3 Defendants filed a registration statement containing a "Joint Proxy Statement and Prospectus" describing the Proposed Plan on June 9, 1997. Ex. G. Defendants amended the registration statement on August 8 and August 28. Ex. E, F. On September 2, 1997, plaintiffs filed, in Delaware Chancery Court, a motion for a preliminary injunction against the Proposed Plan based on breaches by defendants of their fiduciary duties under state law and breaches of the governing partnership agreement. On September 4, 1997, defendants represented to the Delaware Chancery Court that they would revise the Proposed Plan to eliminate many of the aspects to which plaintiffs' injunction motion objected. On September 17 and 18, 1997, defendants again amended their registration statement. Ex. P, Q. While this registration statement made substantial changes to the Proposed Plan, it failed to remedy the Proposed Plan's main substantive deficiencies and failed to make all the changes defendants represented they would make at the September 4 Delaware hearing.

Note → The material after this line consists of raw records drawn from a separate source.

PR #485, opened 2022-07-25
Added `@typescript-eslint/consistent-type-imports` rule to codebase

biw:
Looking at the core packages, the javascript code from `@solana/web3.js` isn't used except for in `ConnectionProvider`, only the typescript types. In order to make it a little easier to figure out dependency trees, I made a small edit to only import the types. The benefits of doing this are [outlined here](https://stackoverflow.com/questions/61412000/do-i-need-to-use-the-import-type-feature-of-typescript-3-8-if-all-of-my-import)

I also updated the Solong URL to be the current site listed on their twitter since https://solongwallet.com/ does not resolve


jordansexton:
Is there an eslint plugin/config we could use to detect imports used only as types, and ideally fix them automatically? My concern with this change is that it increases maintenance burden -- you have to know what imports are later used as types and what are not, and you have to do this consistently for it to be useful. Since IDEs by default tend to import things not as types, we're fighting a losing battle unless we automate it.

wentokay:
there's a [consistent-type-imports](https://github.com/typescript-eslint/typescript-eslint/blob/main/packages/eslint-plugin/docs/rules/consistent-type-imports.md) rule which will do this automatically with `eslint --fix`

this is what's happening with `export`s in this PR https://github.com/coral-xyz/anchor/pull/2086

however, there's a [better option that looks like it might get merged soon](https://github.com/typescript-eslint/typescript-eslint/pull/5050) in the typescript-eslint repo, which will allow inline type imports, so instead of having multiple imports from the same source

```typescript
import type { Foo } from "./baz";
import { bar } from "./baz";
```

it'll generate something like

```typescript
import { type Foo, bar } from "./baz";
```

biw:
Great find @wentokay! If it sounds good to @jordansexton, I can update this PR to include the [consistent-type-imports](https://github.com/typescript-eslint/typescript-eslint/blob/main/packages/eslint-plugin/docs/rules/consistent-type-imports.md?rgh-link-date=2022-07-26T16%3A26%3A33Z) rule and then once the better option update is merged in, I will make sure it lands correctly

jordansexton:
Sounds very good, thank you!

biw:
Just added `@typescript-eslint/consistent-type-imports`! It also is fix with `eslint --fix` so should be very minimal impact for maintainance moving forward 😄

jordansexton:
Thank you so much!

PR #491, opened 2022-07-29
chore: adding the ‘Question’ tag now autocloses issues and directs the poster to Stack Exchange

steveluscher:
#### Problem

We want to make it as easy as possible for core team members to nudge people over to Stack Exchange when questions that are not issues with Solana itself get posted to GitHub.

#### Summary of Changes

* Added a GitHub workflow to comment on and close issues when the `question` tag is added.

### DIFF
--- a/.github/label-actions.yml
+++ b/.github/label-actions.yml
@@ -1,0 +1,27 @@
+question:
+  issues:
+    # Post a comment, `{issue-author}` is an optional placeholder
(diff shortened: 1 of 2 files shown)


steveluscher:
cc/ @jordansexton; one-click Stack Exchange.

jordansexton:
omg based

PR #498, opened 2022-08-02
Encourage developers to hand-pick the selection of wallets most appropriate for their audience

steveluscher:
# Problem

As third-party wallet offerings evolve, our starter apps continue to put forth a starter list of wallets that does not. Besides going stale over time, the decision of which wallets a dApp should support is not a responsibility of `wallet-adapter` itself; ultimately, the decision of which wallets to support rests with the dApp publisher themselves.

# Summary of changes

* Create a `FakeWalletAdapter` that conforms to the wallet adapter interface, but otherwise offers no useful signing/sending services.
* Include `FakeWalletAdapter` in all of the starter packs, along with instructions on where to find real wallet adapters.

# Test plan

1. `yarn && yarn build`
2. `cd packages/starter/example && yarn dev`
3. Open https://localhost:3000

https://user-images.githubusercontent.com/13243/182485005-84a20666-7fe3-471a-afa7-d8dedfc5d44a.mov

1. `yarn && yarn build`
2. `cd packages/starter/react-ui-starter && yarn start`
3. Open https://localhost:1234

https://user-images.githubusercontent.com/13243/182486068-c0b2c255-5810-40e4-b001-495cd90e014f.mov

Observe warning on the developer console that links to [this document](https://github.com/solana-labs/wallet-adapter#usage).

image

PR #507, opened 2022-08-08
Add support for WalletConnect v2

jnwng:
follow-up to #451 to add back `wallet-adapter-walletconnect`. the WalletConnect code hit `2.0.0-rc1` recently, which i hope will lead to some stability here!

here's a demo video: 

https://user-images.githubusercontent.com/1118534/183523644-1d86c631-23a9-4db4-a9a7-2f16a10096a9.mov

if you're building against this in a dApp, here's a working [WCv2-enabled Solana wallet](https://web-examples-git-jw-demo-solana-wallet-jnwng.vercel.app/walletconnect) UI (devnet), and a demo dApp with [wallet-adapter-walletconnect](http://poised-lumber.surge.sh/)

this is a draft because i could use some feedback on:

the WalletConnect client has some functionality to remember previous "pairings"; this means folks don't need to scan their QRCode again until the session is manually disconnected from the dApp. surfacing this functionality in the wallet-adapter requires introduce (yet more) custom UI code that doesn't quite make sense to surface here. i know we already use `@walletconnect/qrcode-modal` but at least that's already packaged. i'm happy to ship this without the pairing UI and have follow-up code that handles the pairing part. high-level thoughts? should i yoink this into a separate repository altogether?

i already plan to fast-follow to make this a [wallet-standard](https://github.com/wallet-standard/wallet-standard)-compatible wallet, but want this in this repository first to make it easier for folks to begin integration work with WCv2

**before **landing...****
- [x] Remove changes to `components/ContextProvider`
- [x] Verify the `yarn.lock` changes


packages/starter/example/components/ContextProvider.tsx
```diff
@@ -59,15 +59,20 @@ const WalletContextProvider: FC<{ children: ReactNode }> = ({ children }) => {
...
-            /**
-             * Select the wallets you wish to support, by instantiating wallet adapters here.
-             *
-             * Common adapters can be found in the npm package `@solana/wallet-adapter-wallets`.
-             * That package supports tree shaking and lazy loading -- only the wallets you import
-             * will be compiled into your application, and only the dependencies of wallets that
-             * your users connect to will be loaded.
-             */
-            new FakeWalletAdapter(),
+            new WalletConnectWalletAdapter({
```
jnwng, line 62: i'll remove this and put it into a README.md

jordansexton: Cool! Yeah, I'd say just move the example stuff to the `packages/wallets/walletconnect` README probably. https://github.com/solana-labs/wallet-adapter/pull/498 removed all preference for wallets, but it would be fine (good, even!) for individual adapter readmes to show how to use them, especially since this one requires config.

packages/wallets/walletconnect/src/adapter.ts
```diff
@@ -33,9 +33,30 @@ export enum WalletConnectRPCMethod {
...
+    pairingTopic,
+});
+
+const getChainId = (network: WalletAdapterNetwork): WalletConnectChainID => {
+    switch (network) {
+        case WalletAdapterNetwork.Mainnet:
+            return WalletConnectChainID.Mainnet;
+        case WalletAdapterNetwork.Devnet:
+        default:
+            return WalletConnectChainID.Devnet;
```
jordansexton, line 53: In general the adapters default to mainnet. But I'm wondering if we want to silently just accept testnet or something if it will actually not work. Seems better to fail fast?

packages/wallets/walletconnect/src/adapter.ts
```diff
@@ -48,25 +69,20 @@ export class WalletConnectWalletAdapter extends BaseSignerWalletAdapter {
...
     private _readyState: WalletReadyState =
         typeof window === 'undefined' ? WalletReadyState.Unsupported : WalletReadyState.Loadable;
+    private _network: WalletAdapterNetwork;
 
     constructor(config: WalletConnectWalletAdapterConfig) {
         super();
 
         this._publicKey = null;
         this._connecting = false;
+        this._network = config.network || WalletAdapterNetwork.Devnet;
```
jordansexton, line 84: `config` is required and `config.network` also required so probably not needed to default?

packages/wallets/walletconnect/src/adapter.ts
```diff
@@ -16,12 +17,11 @@ import {
 } from '@solana/wallet-adapter-base';
 import type { Transaction } from '@solana/web3.js';
 import { PublicKey } from '@solana/web3.js';
-import WalletConnectClient, { CLIENT_EVENTS } from '@walletconnect/client';
+import WalletConnectClient from '@walletconnect/sign-client';
```
jordansexton, line 20: This adapter should be refactored to be a `Loadable` adapter -- the [Strike multisig](https://github.com/solana-labs/wallet-adapter/blob/master/packages/wallets/strike/src/adapter.ts#L14-L38) or [Torus adapters](https://github.com/solana-labs/wallet-adapter/blob/7612489924877c1cf5ff034c8eadb5d1311573ca/packages/wallets/torus/src/adapter.ts#L78-L90) are examples of this. Imports of types only, dynamic imports of actual SDKs. Ideally we can find a way to consume a single library that wraps any `@walletconnect/*` stuff needed so only one file load is required.

packages/wallets/walletconnect/src/adapter.ts
```diff
@@ -89,74 +105,47 @@ export class WalletConnectWalletAdapter extends BaseSignerWalletAdapter {
...
+                    getWalletConnectParams(getChainId(this._network), lastActivePairing)
+                );
+
+                if (uri) {
+                    QRCodeModal.open(uri, () => {
+                        throw new WalletWindowClosedError();
+                    });
+                }
+
+                session = await approval();
```
jordansexton, line 132: This is already much improved! Wondering if we can move more of this adapter's logic into the async loaded library. Check out some other Loadable adapters (e.g. Keystone, Ledger). We moved all complexity out of the adapter itself to keep the footprint and maintenance light.

jordansexton (commented):
This is great, thanks for carrying this forward. The only really substantive change here will be to reduce the footprint so that WalletConnect SDKs will only be loaded async if a user selects it to connect.

packages/wallets/walletconnect/src/adapter.ts
jnwng: done! check out https://github.com/jnwng/walletconnect-solana/pull/1 (using your fancy-shmancy typescript-monorepo) for all the new logic)

jnwng:
@jordansexton ready for another look... but don't look at this until next week :) enjoy your weekend!

PR #514, opened 2022-08-15
should not return after `wallet.connect()`

chochihim:
The `adapter.connect()` should just keep running and emit the `connect` event after calling `wallet.connect()`


jordansexton:
Ah, good catch, thanks. I'll release this in the morning.

PR #515, opened 2022-08-15
Feat/torus wallet sign and send transaction

ieow:
add signAndSendTransaction API


jordansexton:
Hmm, there's a problem with this. `@toruslabs/solana-embed` hasn't actually been updated (last published v0.2.2 ~2 months ago). This means that the TypeScript type, and the actual functionality, for the `signAndSendTransaction method, isn't there.

I also should have reviewed this PR more closely -- several of the TypeScript types are missing, so there's no way this code would have compiled. I'll be reverting this change on master. Please publish an updated version of the library, and make sure to test your implementation in a future PR.

ieow:
Sorry, my fault.
The open PR suppose to merge to https://github.com/torusresearch/wallet-adapter

PR #516, opened 2022-08-16
packages/wallets/backpack: add publicKey override

armaniferrante:
Backpack automatically updates the injected provider when the user changes wallets inside the extension. This is undesirable for the wallet adapter, which does not handle such updates. These changes use an override so that the correct wallet that the adapter is expecting is always used.

### DIFF
--- a/packages/wallets/backpack/src/adapter.ts
+++ b/packages/wallets/backpack/src/adapter.ts
@@ -26,15 +26,16 @@ interface BackpackWallet extends EventEmitter<BackpackWalletEvents> {
     isBackpack?: boolean;
     publicKey?: { toBytes(): Uint8Array };
     isConnected: boolean;
-    signTransaction(transaction: Transaction): Promise<Transaction>;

4 The cases cited in this section are discussed in greater detail in Plaintiffs' Reply in Support of Motion for Preliminary Injunction (filed July 11, 1997) and Plaintiff's Memorandum of Points and Authorities in Support of Motion for a Preliminary Injunction (filed May 22, 1997). Ex. L at 2-7; Ex. K at 5.
5 Section 14(a) of the Exchange Act provides, in relevant part, that:
It shall be unlawful for any person, by the use of the mails or by any means or instrumentality of interstate commerce . . . or otherwise, in contravention of such rules and regulations as the [SEC] may prescribe . . . to solicit . . . any proxy or consent or authorization in respect of any security . . . registered pursuant to section 78l of this title.
15 U.S.C. § 78n(a). The Partnership's securities are registered pursuant to 15 U.S.C. § 78l. See Ex. E at 8.